Task to carry out
Set down exactly the lines from the one containing "-163,20 +163,19 @@" through the last line of the records below, both included, and nothing else.

Source records

--*--

PR #1181, opened 2020-07-08
Work around broken language servers part II: PowerShellEditorServices

rwols:
- The "tags" in a CompletionItem response are null (invalid per spec)
- The "signatures" in a textDocument/signatureHelp response is null (invalid per spec)

### DIFF
--- a/plugin/core/signature_help.py
+++ b/plugin/core/signature_help.py
@@ -163,20 +163,19 @@ class SignatureHelp(object):
 def create_signature_help(response: Optional[dict]) -> Optional[SignatureHelp]:
     if response is None:
         return None
-
-    signatures = list(parse_signature_information(signature) for signature in response.get("signatures", []))
-    active_signature = response.get("activeSignature", -1)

--*--

Exercise output
@@ -163,20 +163,19 @@ class SignatureHelp(object):
 def create_signature_help(response: Optional[dict]) -> Optional[SignatureHelp]:
     if response is None:
         return None
-
-    signatures = list(parse_signature_information(signature) for signature in response.get("signatures", []))
-    active_signature = response.get("activeSignature", -1)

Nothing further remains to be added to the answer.